Information »

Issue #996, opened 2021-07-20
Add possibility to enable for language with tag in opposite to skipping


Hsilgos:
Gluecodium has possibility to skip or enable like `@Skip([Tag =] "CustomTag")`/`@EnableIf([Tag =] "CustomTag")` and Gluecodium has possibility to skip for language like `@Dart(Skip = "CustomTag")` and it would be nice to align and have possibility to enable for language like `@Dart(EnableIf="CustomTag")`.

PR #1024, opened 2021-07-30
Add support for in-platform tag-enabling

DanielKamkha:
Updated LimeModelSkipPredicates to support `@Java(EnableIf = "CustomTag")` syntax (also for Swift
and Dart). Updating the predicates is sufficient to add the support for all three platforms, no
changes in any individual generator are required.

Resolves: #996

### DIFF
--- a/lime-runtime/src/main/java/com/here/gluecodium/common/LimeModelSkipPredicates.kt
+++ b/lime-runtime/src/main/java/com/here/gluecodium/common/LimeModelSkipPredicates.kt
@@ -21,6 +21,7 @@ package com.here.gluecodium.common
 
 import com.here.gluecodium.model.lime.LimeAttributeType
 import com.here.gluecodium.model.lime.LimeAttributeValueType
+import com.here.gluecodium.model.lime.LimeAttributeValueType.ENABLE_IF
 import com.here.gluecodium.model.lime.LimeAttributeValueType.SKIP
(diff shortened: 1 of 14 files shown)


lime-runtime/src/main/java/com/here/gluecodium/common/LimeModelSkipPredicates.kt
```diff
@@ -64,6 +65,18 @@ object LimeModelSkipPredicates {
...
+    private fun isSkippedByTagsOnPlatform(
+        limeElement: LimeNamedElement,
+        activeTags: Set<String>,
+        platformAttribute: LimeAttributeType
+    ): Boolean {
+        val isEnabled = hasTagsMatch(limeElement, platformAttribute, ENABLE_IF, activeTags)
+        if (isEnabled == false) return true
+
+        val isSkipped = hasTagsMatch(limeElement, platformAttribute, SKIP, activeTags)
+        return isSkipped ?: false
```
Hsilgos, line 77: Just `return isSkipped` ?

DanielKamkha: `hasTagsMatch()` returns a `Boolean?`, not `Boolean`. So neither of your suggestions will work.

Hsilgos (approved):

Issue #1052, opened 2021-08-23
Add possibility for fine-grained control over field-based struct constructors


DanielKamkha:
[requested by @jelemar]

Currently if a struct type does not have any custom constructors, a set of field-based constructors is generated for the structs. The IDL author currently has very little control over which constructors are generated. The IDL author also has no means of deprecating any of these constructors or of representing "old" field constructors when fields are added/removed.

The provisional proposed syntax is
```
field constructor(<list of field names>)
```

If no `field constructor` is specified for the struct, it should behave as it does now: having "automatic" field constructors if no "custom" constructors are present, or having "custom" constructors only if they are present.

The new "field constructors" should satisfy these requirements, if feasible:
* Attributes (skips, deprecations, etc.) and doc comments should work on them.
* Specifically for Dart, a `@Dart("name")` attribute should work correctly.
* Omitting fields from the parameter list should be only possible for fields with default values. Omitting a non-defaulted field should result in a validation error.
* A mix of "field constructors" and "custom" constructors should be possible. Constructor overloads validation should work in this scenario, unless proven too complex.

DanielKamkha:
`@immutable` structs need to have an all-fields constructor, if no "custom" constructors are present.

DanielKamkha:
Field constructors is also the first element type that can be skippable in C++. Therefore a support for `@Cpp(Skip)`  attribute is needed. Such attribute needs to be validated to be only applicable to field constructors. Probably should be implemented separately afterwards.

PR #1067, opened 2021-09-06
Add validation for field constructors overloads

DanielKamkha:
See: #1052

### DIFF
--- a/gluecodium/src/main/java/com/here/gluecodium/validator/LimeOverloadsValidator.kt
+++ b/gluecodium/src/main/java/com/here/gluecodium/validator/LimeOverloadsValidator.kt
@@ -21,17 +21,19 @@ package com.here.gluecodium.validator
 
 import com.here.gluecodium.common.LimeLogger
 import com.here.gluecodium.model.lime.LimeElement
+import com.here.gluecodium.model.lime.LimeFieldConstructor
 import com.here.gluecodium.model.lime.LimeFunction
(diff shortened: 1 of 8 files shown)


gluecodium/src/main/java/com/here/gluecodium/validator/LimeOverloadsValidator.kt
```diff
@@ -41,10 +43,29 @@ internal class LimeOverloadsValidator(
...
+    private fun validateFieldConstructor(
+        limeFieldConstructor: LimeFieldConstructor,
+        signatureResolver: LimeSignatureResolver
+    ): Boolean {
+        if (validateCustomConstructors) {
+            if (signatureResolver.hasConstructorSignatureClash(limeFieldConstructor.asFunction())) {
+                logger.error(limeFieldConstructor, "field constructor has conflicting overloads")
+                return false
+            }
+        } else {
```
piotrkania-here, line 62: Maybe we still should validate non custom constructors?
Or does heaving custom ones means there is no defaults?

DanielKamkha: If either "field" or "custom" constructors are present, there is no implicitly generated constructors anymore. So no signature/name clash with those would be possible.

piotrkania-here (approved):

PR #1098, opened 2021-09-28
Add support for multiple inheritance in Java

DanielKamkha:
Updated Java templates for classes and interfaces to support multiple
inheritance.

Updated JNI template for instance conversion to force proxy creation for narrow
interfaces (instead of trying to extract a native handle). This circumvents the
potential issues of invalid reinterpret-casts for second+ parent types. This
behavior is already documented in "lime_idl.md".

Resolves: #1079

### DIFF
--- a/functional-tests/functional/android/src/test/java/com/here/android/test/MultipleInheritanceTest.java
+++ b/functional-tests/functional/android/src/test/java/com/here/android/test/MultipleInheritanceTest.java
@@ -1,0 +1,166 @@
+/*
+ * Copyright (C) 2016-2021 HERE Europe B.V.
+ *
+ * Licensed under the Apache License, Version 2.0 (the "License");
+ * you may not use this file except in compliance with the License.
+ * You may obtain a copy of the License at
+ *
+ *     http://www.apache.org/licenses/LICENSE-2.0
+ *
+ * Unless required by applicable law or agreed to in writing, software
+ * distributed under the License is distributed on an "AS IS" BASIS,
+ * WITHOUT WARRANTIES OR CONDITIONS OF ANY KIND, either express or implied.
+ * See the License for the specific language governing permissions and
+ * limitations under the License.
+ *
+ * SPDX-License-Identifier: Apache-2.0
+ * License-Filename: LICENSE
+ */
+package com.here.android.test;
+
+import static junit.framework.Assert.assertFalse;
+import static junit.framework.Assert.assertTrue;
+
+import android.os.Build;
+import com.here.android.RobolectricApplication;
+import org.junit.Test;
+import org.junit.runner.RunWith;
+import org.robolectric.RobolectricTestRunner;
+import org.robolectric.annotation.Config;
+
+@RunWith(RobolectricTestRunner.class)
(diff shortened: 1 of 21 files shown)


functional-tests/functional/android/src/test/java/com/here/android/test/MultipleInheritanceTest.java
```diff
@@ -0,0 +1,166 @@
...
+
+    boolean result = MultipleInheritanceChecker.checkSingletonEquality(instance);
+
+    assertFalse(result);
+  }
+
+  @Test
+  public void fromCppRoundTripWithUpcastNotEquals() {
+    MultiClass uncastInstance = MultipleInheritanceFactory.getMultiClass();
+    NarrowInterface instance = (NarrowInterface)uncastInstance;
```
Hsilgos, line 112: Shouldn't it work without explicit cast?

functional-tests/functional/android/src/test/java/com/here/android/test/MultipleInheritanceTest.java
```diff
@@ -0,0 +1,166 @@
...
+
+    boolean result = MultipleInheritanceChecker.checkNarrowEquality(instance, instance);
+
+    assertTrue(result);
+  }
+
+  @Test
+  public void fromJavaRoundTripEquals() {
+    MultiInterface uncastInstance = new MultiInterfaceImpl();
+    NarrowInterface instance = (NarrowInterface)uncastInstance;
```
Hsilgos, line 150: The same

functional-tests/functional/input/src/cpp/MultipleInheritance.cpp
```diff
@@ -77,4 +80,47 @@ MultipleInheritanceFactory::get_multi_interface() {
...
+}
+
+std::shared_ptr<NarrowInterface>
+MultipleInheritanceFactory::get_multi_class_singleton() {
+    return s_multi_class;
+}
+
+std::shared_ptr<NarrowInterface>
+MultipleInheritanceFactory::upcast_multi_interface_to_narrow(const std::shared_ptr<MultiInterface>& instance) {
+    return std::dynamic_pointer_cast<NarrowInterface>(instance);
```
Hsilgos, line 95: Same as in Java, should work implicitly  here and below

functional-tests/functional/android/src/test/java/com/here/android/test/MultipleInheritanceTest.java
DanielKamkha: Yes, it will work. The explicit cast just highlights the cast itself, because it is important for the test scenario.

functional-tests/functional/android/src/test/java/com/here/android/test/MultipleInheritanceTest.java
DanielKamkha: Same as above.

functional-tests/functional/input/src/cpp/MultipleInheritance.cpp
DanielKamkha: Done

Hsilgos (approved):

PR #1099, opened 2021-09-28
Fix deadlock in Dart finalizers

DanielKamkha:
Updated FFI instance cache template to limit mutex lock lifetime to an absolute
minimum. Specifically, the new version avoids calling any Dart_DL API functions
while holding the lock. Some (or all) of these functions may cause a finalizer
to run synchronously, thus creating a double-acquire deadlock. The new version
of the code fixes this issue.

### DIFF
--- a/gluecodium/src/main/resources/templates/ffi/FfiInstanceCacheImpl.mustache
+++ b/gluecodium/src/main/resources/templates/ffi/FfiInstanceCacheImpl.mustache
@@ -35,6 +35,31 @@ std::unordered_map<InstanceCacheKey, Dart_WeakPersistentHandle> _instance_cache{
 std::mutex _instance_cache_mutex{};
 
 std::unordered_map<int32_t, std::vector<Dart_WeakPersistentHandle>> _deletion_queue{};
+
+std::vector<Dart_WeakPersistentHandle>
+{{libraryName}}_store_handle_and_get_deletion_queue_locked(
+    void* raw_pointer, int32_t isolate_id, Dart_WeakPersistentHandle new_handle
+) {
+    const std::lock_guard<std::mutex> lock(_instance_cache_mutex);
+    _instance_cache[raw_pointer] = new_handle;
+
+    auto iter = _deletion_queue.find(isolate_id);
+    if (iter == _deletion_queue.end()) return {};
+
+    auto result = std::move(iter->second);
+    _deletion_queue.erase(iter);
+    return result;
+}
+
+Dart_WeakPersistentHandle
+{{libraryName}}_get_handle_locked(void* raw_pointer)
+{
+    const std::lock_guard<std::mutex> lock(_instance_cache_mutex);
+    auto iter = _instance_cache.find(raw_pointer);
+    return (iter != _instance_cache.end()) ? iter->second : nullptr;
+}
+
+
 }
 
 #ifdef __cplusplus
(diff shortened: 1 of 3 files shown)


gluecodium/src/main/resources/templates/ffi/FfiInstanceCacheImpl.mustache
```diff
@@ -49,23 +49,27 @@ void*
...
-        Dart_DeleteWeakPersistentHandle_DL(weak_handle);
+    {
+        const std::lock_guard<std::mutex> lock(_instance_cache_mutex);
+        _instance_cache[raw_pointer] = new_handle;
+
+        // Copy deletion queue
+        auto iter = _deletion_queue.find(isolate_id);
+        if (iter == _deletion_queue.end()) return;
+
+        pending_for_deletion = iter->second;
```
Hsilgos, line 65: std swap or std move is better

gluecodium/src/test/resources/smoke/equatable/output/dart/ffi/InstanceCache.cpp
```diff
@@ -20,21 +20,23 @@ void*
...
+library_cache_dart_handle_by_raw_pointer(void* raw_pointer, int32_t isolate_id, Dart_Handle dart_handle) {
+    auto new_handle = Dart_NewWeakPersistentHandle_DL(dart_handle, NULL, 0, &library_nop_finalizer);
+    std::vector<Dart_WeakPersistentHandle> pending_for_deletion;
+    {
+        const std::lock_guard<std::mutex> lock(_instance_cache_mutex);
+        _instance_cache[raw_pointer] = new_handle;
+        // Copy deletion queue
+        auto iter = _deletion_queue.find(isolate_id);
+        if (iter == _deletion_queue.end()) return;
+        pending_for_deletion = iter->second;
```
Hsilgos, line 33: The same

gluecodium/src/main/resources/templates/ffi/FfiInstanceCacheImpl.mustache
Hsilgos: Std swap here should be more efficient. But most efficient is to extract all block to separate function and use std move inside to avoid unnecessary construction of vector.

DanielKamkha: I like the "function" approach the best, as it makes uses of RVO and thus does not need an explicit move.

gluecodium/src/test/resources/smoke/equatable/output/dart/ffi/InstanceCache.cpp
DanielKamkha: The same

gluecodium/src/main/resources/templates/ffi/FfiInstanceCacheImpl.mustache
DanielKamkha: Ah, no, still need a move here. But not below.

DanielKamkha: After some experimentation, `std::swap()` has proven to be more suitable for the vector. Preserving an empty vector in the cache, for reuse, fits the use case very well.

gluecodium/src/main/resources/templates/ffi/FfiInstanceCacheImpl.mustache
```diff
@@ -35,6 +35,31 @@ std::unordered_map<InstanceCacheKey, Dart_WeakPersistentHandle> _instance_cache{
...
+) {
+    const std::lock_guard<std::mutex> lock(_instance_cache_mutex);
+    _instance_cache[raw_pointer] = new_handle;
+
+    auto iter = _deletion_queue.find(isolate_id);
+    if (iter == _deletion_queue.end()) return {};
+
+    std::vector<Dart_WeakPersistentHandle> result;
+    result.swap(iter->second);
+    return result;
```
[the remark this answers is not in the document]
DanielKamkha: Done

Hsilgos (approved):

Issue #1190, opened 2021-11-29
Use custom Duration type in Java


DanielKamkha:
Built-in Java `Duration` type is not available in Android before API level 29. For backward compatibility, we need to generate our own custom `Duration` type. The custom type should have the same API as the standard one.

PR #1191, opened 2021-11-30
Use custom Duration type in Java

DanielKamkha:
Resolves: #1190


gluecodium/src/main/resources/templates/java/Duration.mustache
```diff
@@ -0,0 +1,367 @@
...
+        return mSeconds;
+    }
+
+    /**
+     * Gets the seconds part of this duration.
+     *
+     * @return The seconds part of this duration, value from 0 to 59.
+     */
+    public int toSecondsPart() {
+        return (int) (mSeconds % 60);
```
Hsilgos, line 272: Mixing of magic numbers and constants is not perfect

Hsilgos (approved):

Exercise description » Which lines above include the string "RunWith"? Show them.

Solved problem »
+import org.junit.runner.RunWith;
+@RunWith(RobolectricTestRunner.class)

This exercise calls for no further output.